/ReactionMechanismSimulator.jl

The amazing Reaction Mechanism Simulator for simulating large chemical kinetic mechanisms

Primary LanguageJupyter NotebookMIT LicenseMIT

RMS - Reaction Mechanism Simulator

Build status codecov

Description

RMS is a Julia package designed for simulating and analyzing large chemical reaction mechanisms.

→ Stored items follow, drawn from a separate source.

PR #904, opened 2026-07-29
pngset: preserve pCAL state on allocation failure

### LINKED ISSUE #917: png_set_pCAL allocation failure can cause an out-of-bounds read during destroy
# `png_set_pCAL` allocation failure can cause an out-of-bounds read during destroy

## Summary

Replacing an existing pCAL value can leave `png_info` with the new
`pcal_nparams` count but the old, shorter `pcal_params` allocation when a later
replacement allocation fails. The application may correctly stop processing
after the allocation warning and call only `png_destroy_write_struct()`, but
cleanup then indexes the old array using the new count and reads beyond it.

This report is limited to the allocator-failure API path. It does not claim
that PNG stream contents directly trigger the condition.

## Reproduction

Tested against commit `d1d0abeffede1cc898ddc3d0e600839cf026d749` on the
`libpng18` branch with AppleClang AddressSanitizer and UndefinedBehaviorSanitizer.

1. Create a write struct with `png_create_write_struct_2()` and a deterministic
   custom allocator.
2. Set a valid pCAL value with one parameter.
3. Replace it with a pCAL value containing three parameters.
4. Make the allocator reject the replacement's second allocation, after the
   replacement count has been stored.
5. Perform no further parsing or setter calls; call only
   `png_destroy_write_struct()`.

The standalone reproducer used for verification is named
`pcal_oom_destroy_poc.c`. Its key sequence is:

```c
png_set_pCAL(png_ptr, info_ptr, "first", 10, 20,
    PNG_EQUATION_LINEAR, 1, "old-unit", first_params);

allocator.fail_at = allocator.calls + 2;
png_set_pCAL(png_ptr, info_ptr, "second", 30, 40,
    PNG_EQUATION_LINEAR, 3, "new-unit", second_params);

png_destroy_write_struct(&png_ptr, &info_ptr);
```

## Actual result

The unpatched build aborts with:

```text
ERROR: AddressSanitizer: heap-buffer-overflow
READ of size 8
#0 png_free_data png.c:551
#1 png_destroy_info_struct png.c:418
#2 png_destroy_write_struct pngwrite.c:1057
#3 main pcal_oom_destroy_poc.c:75

0 bytes after 16-byte region
allocated by png_set_pCAL at pngset.c:572
```

The 16-byte allocation contains the original one parameter plus its null
terminator. Cleanup walks it using the failed replacement's count of three.

## Expected result

An allocation failure while replacing pCAL data should leave the prior value
internally consistent so the required destroy operation remains safe.

## Proposed fix

PR #904 builds each replacement in temporary storage and installs it only after
all allocations succeed. The same reproducer exits with `destroy completed`
and no ASan/UBSan finding on that branch. The PR also adds deterministic
allocator-failure regressions for pCAL, hIST, and sCAL replacement behavior.

Assisted-by: OpenAI Codex:gpt-5.6-sol

carrerasdarren-cell:
## Summary

- build replacement pCAL fields in temporary storage and install them only after every allocation succeeds
- preserve the prior pCAL value when a replacement allocation fails
- add a deterministic failing-allocator regression
- narrow the PR to the focused cleanup bug in #917 following maintainer feedback

## Root cause

`png_set_pCAL` wrote replacement fields directly into a live `png_info`. In particular, it installed the new parameter count before every replacement allocation succeeded. If the units allocation then failed, the old, shorter parameter array remained paired with the new count. An application that stopped after the allocation warning and called only `png_destroy_write_struct()` could make `png_free_data()` read beyond the old array during required cleanup.

The change treats replacement as a transaction: allocate and copy the complete new value first, clean up temporary allocations on failure, then free and replace the old value only after success. This also keeps self-aliasing replacement calls safe.

This is limited to the allocator-failure API path; it does not claim direct triggering from PNG stream contents.

## Validation

- untouched `d1d0abe` negative control: standalone ASan/UBSan reproducer reports a heap-buffer-overflow in `png_free_data()` during `png_destroy_write_struct()`
- patched standalone reproducer: exits with `destroy completed` and no sanitizer finding
- focused warnings-as-errors ASan/UBSan `pnggetset`: 1/1 pass
- full ASan/UBSan CTest suite: 37/37 pass
- `git diff --check`: pass

Fixes #917

Assisted-by: OpenAI Codex:gpt-5.6-sol


jbowler:
From your comments.  Remember that when the app gets an error callback the parse of the stream must be aborted.  A damaged stream permits no false assumptions; the only allowed operations are the various "free" or "destroy" operations and, indeed, those are required.

png_set_hIST: correct behavior.
png_set_pCAL: admissible behavior.  The "free" operation does not require a byte count.
png_set_sCAL: likewise.

Submit a bug report which shows that the value passed to ANSI-C free(3) is not the correct value.

carrerasdarren-cell:
I reproduced the incorrect cleanup access requested above on the unpatched base (`d1d0abe`) with ASan.

Minimal sequence:

1. `png_set_pCAL(..., nparams=1, ...)` succeeds.
2. A custom allocator rejects the second allocation in a replacement `png_set_pCAL(..., nparams=3, ...)` call.
3. The unpatched setter has already stored `pcal_nparams = 3`, but returns before replacing `pcal_params`, which still points to the old two-slot allocation (`params[0]` plus its NULL terminator).
4. The application calls only the allowed cleanup operation, `png_destroy_write_struct()`.

ASan then reports:

```
ERROR: AddressSanitizer: heap-buffer-overflow
READ of size 8
#0 png_free_data png.c:551
#1 png_destroy_info_struct png.c:418
#2 png_destroy_write_struct pngwrite.c:1057
#3 main pcal_oom_destroy_poc.c:74

0x602000000140 is 0 bytes after 16-byte region
allocated by png_set_pCAL at pngset.c:572
```

So the loop at `png.c:550-551` indexes the old one-parameter array using the new count of three. It reads past the allocation while obtaining the value to pass to `png_free`; ASan stops at that out-of-bounds read before an invalid value can reach ANSI C `free(3)`.

The identical reproducer linked against this PR exits 0 with `destroy completed` and no ASan/UBSan finding. This is independent of continuing a stream parse: the only operation after the allocation warning is destruction.

jbowler:
I think that's a more specific bug, which I would say you should raise first as a bug report then, perhaps after discussion with the maintainers (last I looked there were four, none me) as a fix.

BTW I am being very hardnosed here; I think the code deserves a good rewrite, but we live in a time where Russian and Chinese contributors really will happily rewrite our badly written code to the ends of their own State.  They might fix a few bugs too.  Think about it.

carrerasdarren-cell:
Opened #917 as requested with the focused pCAL cleanup bug and a sanitizer reproduction. I also re-ran the exact negative control today: the unpatched `d1d0abe` build reports an ASan heap-buffer-overflow in `png_free_data()` during `png_destroy_write_struct()`, while this PR exits cleanly with no ASan/UBSan finding. The issue explicitly limits the claim to the allocator-failure API path.

carrerasdarren-cell:
I narrowed this PR to the specific pCAL cleanup bug reported in #917, removing the hIST and sCAL changes. The updated branch retains the sanitizer-backed before/after proof and adds only the focused pCAL allocation-failure regression. The full ASan/UBSan CTest suite passes 37/37.

Issue #1193, opened 2026-01-27
Switch the in_queue and processing to Span events


grcevski:
The internal spans of "in_queue" and "processing" can be verbose sometimes, perhaps span events are better choice for this information.

mlhv:
Hi!

Is this issue still open to work on? I'm hoping to take a look at it.

I was looking through the repo and wanted to learn more about eBPF (I have already contributed a little bit to the opentelemetry-go-contrib repos before and was looking to do the same here as well.)

Thank you!

@NimrodAvni78

marctc:
@mlhv i assigned the issue to you, thanks!

mlhv:
Opened PR for this https://github.com/open-telemetry/opentelemetry-ebpf-instrumentation/pull/2863.

NimrodAvni78:
@grcevski closing this after the PR as closed, span events are deprecated and the log alternative seems to not match what we want to do

PR #2863, opened 2026-07-31
feat(logs): replace queue/processing spans with a combined log record (opt-in)

mlhv:
## Summary

Every request with an observable queue gap produces two extra full sibling spans, `"in queue"` and `"processing"`, alongside the parent — tripling OTLP span volume for that request. The originating issue proposed span events as a lighter-weight fix, but that API has since been deprecated in favor of the Logs API, so this replaces the sub-spans with a single combined log record instead.

- `pkg/export/otel/tracesgen/tracesgen.go`, `traces.go`: thread a `suppressQueueProcessingSpans` toggle through span generation
- `pkg/export/otel/otelcfg/config_logs.go`, `logsgen/`, `logs.go`: new `otel_logs_export` signal, mirroring the existing `TracesConfig` pattern
- `pkg/obi/config.go`, `pkg/appolly/instrumenter.go`: wire in `Config.QueueProcessingAsLogsEnabled()` and the `OTELLogsReceiver` node
- `internal/test/integration/logs_test.go`: end-to-end toggle-on verification

The toggle defaults off (no behavior change for existing users), and gates on both the `queue_processing_logs` flag _and_ a configured logs endpoint (`Config.QueueProcessingAsLogsEnabled`) — a half-configured toggle keeps the old sub-spans flowing instead of silently dropping the queue/processing timing data. The log record correlates to its parent span via the record's native `trace_id/span_id`, carrying `queue.duration/processing.duration` as attributes.

Refs #1193 

## AI usage

Per AI-Policy §5: Claude Code was used to implement this feature end-to-end (new logs export signal, span-suppression toggle, wiring, and tests) and to run the verification below. Review caught and fixed three correctness issues before this was opened: a logs-receiver enable gate that only checked the common endpoint and ignored the `queue_processing_logs` toggle, a per-service export check using the traces permission instead of the logs one, and a log record that could carry an unmatchable `span_id` on the suppressed-span fallback path. I reviewed the resulting diff before submitting.

Verification run:
- `go test ./pkg/export/otel/... ./pkg/obi/... ./pkg/appolly/...` clean
- Integration suite: toggle-on (`TestSuite_QueueProcessingLogs`) confirms 0 sub-spans + 1 log record; toggle-off regression re-run confirms the existing 3-span behavior is unchanged
- `make lint / make build` clean

## Validation

- [ ] features doc / support matrix - not applicable: both documents cover protocol/library instrumentation matrices, not OTLP export signal config. The new `otel_logs_export` config is documented in the autogenerated `devdocs/config/CONFIG.md`.

### DIFF
--- a/pkg/export/otel/logs.go
+++ b/pkg/export/otel/logs.go
@@ -187,30 +187,11 @@ func getLogsExporter(ctx context.Context, cfg otelcfg.LogsConfig) (exporter.Logs
 	switch proto := cfg.GetProtocol(); proto {
 	case otelcfg.ProtocolHTTPJSON, otelcfg.ProtocolHTTPProtobuf, "":
 		slog.Debug("instantiating HTTP LogsReporter", "protocol", proto)
-		opts, err := otelcfg.HTTPLogsEndpointOptions(&cfg)
+		factory := otlphttpexporter.NewFactory()
+		config, host, queueCfg, retryCfg, err := buildHTTPLogsExporterConfig(cfg, factory)
 		if err != nil {
 			slog.Error("can't get HTTP logs endpoint options", "error", err)
 			return nil, nil, err
-		}
-		factory := otlphttpexporter.NewFactory()
-		config := factory.CreateDefaultConfig().(*otlphttpexporter.Config)
-		config.QueueConfig = getLogsQueueConfig(cfg)
-		config.RetryConfig = getLogsRetrySettings(cfg)
-		config.ClientConfig = confighttp.ClientConfig{
-			Endpoint: opts.Scheme + "://" + opts.Endpoint + opts.BaseURLPath,
-			TLS: configtls.ClientConfig{
-				Insecure:           opts.Insecure,
-				InsecureSkipVerify: cfg.InsecureSkipVerify,
-			},
-			Headers: convertHeaders(opts.Headers),
-		}
-		host := component.Host(emptyHost{})
-		if opts.UnixSocketAddr != "" {
-			mwID := component.MustNewID("obi_uds")
-			config.ClientConfig.Middlewares = []configmiddleware.Config{{ID: mwID}}
-			host = udsHost{extensions: map[component.ID]component.Component{
-				mwID: udsMiddleware{addr: opts.UnixSocketAddr},
-			}}
 		}
 		set := getTraceSettings(factory.Type(), cfg.SDKLogLevel)
 		exp, err := factory.CreateLogs(ctx, set, config)
@@ -218,13 +199,16 @@ func getLogsExporter(ctx context.Context, cfg otelcfg.LogsConfig) (exporter.Logs
 			slog.Error("can't create OTLP HTTP logs exporter", "error", err)
 			return nil, nil, err
 		}
+		// The inner exporter's own queue/retry are disabled by
+		// buildHTTPLogsExporterConfig; queueCfg/retryCfg are applied here so
+		// there is exactly one buffering/retry layer, matching getTracesExporter.
 		wrapped, err := exporterhelper.NewLogs(ctx, set, cfg,
 			exp.ConsumeLogs,
 			exporterhelper.WithStart(exp.Start),
 			exporterhelper.WithShutdown(exp.Shutdown),
 			exporterhelper.WithCapabilities(consumer.Capabilities{MutatesData: false}),
-			exporterhelper.WithQueue(config.QueueConfig),
-			exporterhelper.WithRetry(config.RetryConfig))
+			exporterhelper.WithQueue(queueCfg),
+			exporterhelper.WithRetry(retryCfg))
 		return wrapped, host, err
 	case otelcfg.ProtocolGRPC:
 		slog.Debug("instantiating GRPC LogsReporter", "protocol", proto)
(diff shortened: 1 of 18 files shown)


pkg/export/otel/logs.go
```diff
@@ -0,0 +1,322 @@
...
+
+func (lr *logsOTELReceiver) processSpans(ctx context.Context, exp exporter.Logs, spans []request.Span, traceAttrs map[attr.Name]struct{}, sampler trace.Sampler) {
+	spanGroups := tracesgen.GroupSpans(ctx, spans, traceAttrs, sampler, lr.is, lr.selectorCfg.SensitiveQueryParamsCfg.Effective()...)
+
+	for _, spanGroup := range spanGroups {
+		if len(spanGroup) == 0 {
+			continue
+		}
+		sample := spanGroup[0]
+		if !sample.Span.Service.ExportModes.CanExportLogs() {
```
MrAlias, line 110: `suppressQueueProcessingSpans` is computed once from the global logs configuration, but this receiver applies a second, per-service gate. For a discovered service configured with `exports: [traces]`, the trace receiver still suppresses both timing sub-spans and this branch skips the replacement log, so the queue/processing timing disappears entirely.

Could we make suppression honor the same per-service export decision and cover the traces-only mode in a test?

pkg/export/otel/logsgen/logsgen.go
```diff
@@ -0,0 +1,72 @@
...
+	svcAttrs *svc.Attrs,
+	envResourceAttrs []attribute.KeyValue,
+	nodeMeta *meta.NodeMeta,
+	spans []tracesgen.TraceSpanAndAttributes,
+	reporterName string,
+) plog.Logs {
+	logs := plog.NewLogs()
+	rl := logs.ResourceLogs().AppendEmpty()
+
+	resourceAttrs := tracesgen.TraceAppResourceAttrs(cache, nodeMeta, svcAttrs)
```
MrAlias, line 46: `GenerateTracesWithSelectedResourceAttributes` applies `selectorCfg.SelectionCfg` and `ctxInfo.ExtraResourceAttributes`, but this parallel resource path applies neither. A resource attribute excluded through `attributes.select` is therefore still exported on these logs, while embedding-supplied resource attributes present on the parent trace are missing from the correlated log.

Could we reuse the trace pipeline's filtered resource construction and add a resource-exclusion test?

pkg/export/otel/logs.go
```diff
@@ -0,0 +1,322 @@
...
+				mwID: udsMiddleware{addr: opts.UnixSocketAddr},
+			}}
+		}
+		set := getTraceSettings(factory.Type(), cfg.SDKLogLevel)
+		exp, err := factory.CreateLogs(ctx, set, config)
+		if err != nil {
+			slog.Error("can't create OTLP HTTP logs exporter", "error", err)
+			return nil, nil, err
+		}
+		wrapped, err := exporterhelper.NewLogs(ctx, set, cfg,
```
MrAlias, line 205: `factory.CreateLogs` already builds an exporter helper with `config.QueueConfig` and `config.RetryConfig`; this wrapper installs the same queue/batcher and retry policy again. HTTP logs therefore get nested buffering, backpressure, and retry loops, unlike gRPC and the trace implementation, which disables the inner helpers before wrapping.

Could we keep a single helper layer and exercise the HTTP configuration in a test?

MrAlias (commented):
The replacement is not yet behaviorally equivalent to the spans it suppresses: signal gating, resource policy, and HTTP exporter behavior can all diverge from the corresponding trace pipeline.

marctc (commented):
I understand that this PR is trying to solve #1193, but it's adding the whole log pipeline. Perhaps it's the only way to go, but I'd to in separate PRs.

pkg/export/otel/logs.go
mlhv: Good note - suppression was global so a traces-only service would lose the timing completely. Now gated per-span group on the same `CanExportLogs()` export check the Logs receiver uses. Sub-spans will stay for services that can't get the replacement log. Added a test mixing a traces-only and an all-signals service in one batch. 

commit: https://github.com/open-telemetry/opentelemetry-ebpf-instrumentation/pull/2863/changes/3b6ba814b635924a8b296ea63c86d6eeeef23357

pkg/export/otel/logsgen/logsgen.go
mlhv: Fixed. `GenerateLogs` now runs resource attrs through the same `FilterResourceAttrs/extraResAttrs` path as `generateTracesWithAttributes`, including matching its exact write order. Exported `tracesgen.AddAttrsToMap` so both paths share one implementation. Also added a resource-exclusion test.

commit: https://github.com/open-telemetry/opentelemetry-ebpf-instrumentation/pull/2863/changes/3b3aa58f61b9d863eb73845ab916dbbd3a0389fe, https://github.com/open-telemetry/opentelemetry-ebpf-instrumentation/pull/2863/changes/e03148c61b442db875bd36317b3513cf6061c008

pkg/export/otel/logs.go
mlhv: Single helper layer applied. Inner exporter's queue/retry are now disabled before `CreateLogs`, and real settings are applied once via the outer wrap. Added a test asserting the inner config is disabled, plus a smoke test for the HTTP configurations.

commit: https://github.com/open-telemetry/opentelemetry-ebpf-instrumentation/pull/2863/changes/7accb1ca88942033f3a66f375fc26e32f0ded4a6

mlhv:
> I understand that this PR is trying to solve #1193, but it's adding the whole log pipeline. Perhaps it's the only way to go, but I'd to in separate PRs.

That's reasonable. I kept the logs plumbing + the actual feature (subspan suppression) together since the plumbing on its own doesn't really do anything. It is a lot to review at once though and a whole new logs pipeline is probably worth its own PR (and the commits are split along the same line, so cutting it into two PRs is fine with me if you'd rather do it that way)

@MrAlias Thank you for the review, I have made fixes accordingly!

Let me know which approach you prefer.

marctc:
> since the plumbing on its own doesn't really do anything. It is a lot to review at once though and a whole new logs pipeline is probably worth its own PR

I mean, you can still configure OBI to export logs with this PR, right? I think its better to separate things yeah, and probably its also worth to add here some integration tests for logs.

MrAlias:
> I mean, you can still configure OBI to export logs with this PR, right? I think its better to separate things yeah, and probably its also worth to add here some integration tests for logs.

Agreed. Let’s split the generic logs export pipeline from the queue/processing behavior. The plumbing PR should include an end-to-end OTLP logs export test; the current debug-exporter test only covers generation and wiring.

mlhv:
Sounds good, splitting it. 

Plumbing PR gets `LogsConfig`, `getLogsExporter` and its HTTP/gRPC/debug branches, and the `LogsConsumer` embedding hook (no receiver, no wiring into the graph yet, since the only thing that would call it right now is the queue/processing fix) For the end-to-end test, I'll mirror `TestOTLPMetricsOverUDS` (real `otelcol` container, not the debug exporter) and drive the exporter directly through `LogsConsumer` to prove real OTLP delivery.

Feature PR (depends on the first one merging) gets `logsgen`, the receiver/wiring, and the trace suppression toggle. Opening the plumbing PR next, will link it here!

grcevski:
My original idea was to use span events, which end up in traces and help debug tracing related latencies directly. I know those became deprecated, so if we are not going to use span events, I prefer that we keep the internal spans, since I don't think for this purpose it would make sense to write the timings of the outer transaction in logs. 

My opinion is, we either use span events (deprecated) or do nothing.

MrAlias:
Thank you for the contribution. We plan to add these values in span event for the time being. Closing.

mlhv:
Hi, sorry I couldn't get to this earlier. I agree with all the discussion above; span events fit better for this use case despite the deprecated notices. Thank you @grcevski and @MrAlias for taking the time to review this and for the clear reasoning!

Hoping to revisit the task maybe in the future.

PR #2866, opened 2026-08-02
Weaver 0.25.1 Modernization: `.weaver.toml` live-check filtering + compact report over HTTP `/stop`

NimrodAvni78:
## Summary

Bumps weaver to `v0.25.1` and modernizes how OBI runs its live-check semantic-convention validation.
Main goal is to minimize custom weaver handling and use its pre-built features, also reduces code on our side:

**Filtering moves into the registry (`.weaver.toml`).** Weaver 0.25 can declare finding filters and level overrides in the registry, so the hand-rolled advice classification in `weavercheck` is gone. `schemas/obi/.weaver.toml` promotes `extends_namespace` / `undefined_enum_variant` to `violation` and drops the known-safe `illegal_namespace` collisions (`server`/`client` address+port, `iface.direction`); a novel collision on any other sample still fails. `Validate` now just enforces "zero violations".

**The report is read over the admin `/stop` HTTP response, made safe by a `compact` format.** The harness POSTs `/stop` and reads the report from the response body (weaver runs with `--output http`) — no shared bind mount or `docker wait`. Weaver's builtin JSON report is ~135 MB for a real multi-language suite (every sample with its full body, each advisory repeated), big enough that weaver can close the connection before the client drains it — the truncation that made earlier HTTP attempts fail. A custom `compact` output template (`schemas/obi/.live_check_templates/compact/`) reduces the body to tens of KB via a jq filter: the statistics block plus a deduplicated findings list (message, level, advice type, count, and the distinct signals that triggered it) — bounded by distinct message/signal pairs, not sample count. That clears the socket buffer before weaver exits, so the body arrives intact. `weavercheck.Report` carries those `Findings` and `Validate` logs the same violation-first, level-grouped breakdown as before.

**Also:** re-enables OATS weaver validation (drops a stray `|| true`); adds a `lint-schema` allowlist clause for 0.25's `DeprecatedIncludeUnreferencedWarning` (OBI still needs `--include-unreferenced`); and groups all six `otel/weaver:` Renovate refs — including `service.yml`, previously tracked by no manager — so they bump together.

## Validation

### DIFF
--- a/.github/renovate.json5
+++ b/.github/renovate.json5
@@ -72,6 +72,21 @@
       ],
       "datasourceTemplate": "docker",
       "versioningTemplate": "regex:^(?:(?<compatibility>.+?)-)?v?(?<major>\\d+)\\.(?<minor>\\d+)\\.(?<patch>\\d+)$"
+    },
+    {
+      // internal/test/integration/components/weaver/service.yml is a Compose
+      // service fragment, but its filename doesn't match the docker-compose
+      // manager's compose*.yml pattern, so its digest-pinned image would
+      // otherwise never be updated (it silently lagged a version behind the
+      // other weaver pins). Track it with the same generic image-ref shape used
+      // for the Go files above.
+      "customType": "regex",
+      "managerFilePatterns": ["/^internal\\/test\\/integration\\/components\\/weaver\\/service\\.yml$/"],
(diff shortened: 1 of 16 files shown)


mmat11 (approved):
lgtm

RMS has been used in many applications:

  • Combustion:
    • Ignition quality tester
    • Rapid compression machine
    • Shock tube
    • Flow tube
  • Pharmaceutical degradation
  • Polymer film growth
  • Gas phase catalysis
  • Electrocatalytic reduction of Nitrogen to ammonia
  • Solid electrolyte interfaces in batteries
  • Liquid oxidation
  • Pyrolysis of heavy oils

Features

  • Ideal gas, dilute liquid and ideal surface phases.
  • Wide selection of domains including but not limited to constant temperature and pressure, constant volume, parameterized volume, constant temperature and volume and constant temperature, potential and area. All of these have analytic jacobians! Easy to add more!
  • Domains can be coupled to fixed interfaces such as inlets and outlets and also to dynamic interfaces such as surface-gas reactive interfaces between surface and gas phase domains.
  • Diffusion limited rates.
  • Forward and adjoint sensitivity analysis for all reactors.
  • Flux diagrams with molecular images (if molecular information is provided).
  • Handy plotting and other solution analysis tools.
  • Easy to add new phases, domains, interfaces and other new features.

How to cite

Please include the following citations for ReactionMechanismSimulator.jl in general and for transitory sensitivities and the automatic mechanism analysis toolkit respectively.

Installation

RMS can be installed with:

using Pkg
Pkg.add("ReactionMechanismSimulator")
Pkg.build("ReactionMechanismSimulator")

using ReactionMechanismSimulator

Detailed instructions and documentation are currently available in the wiki.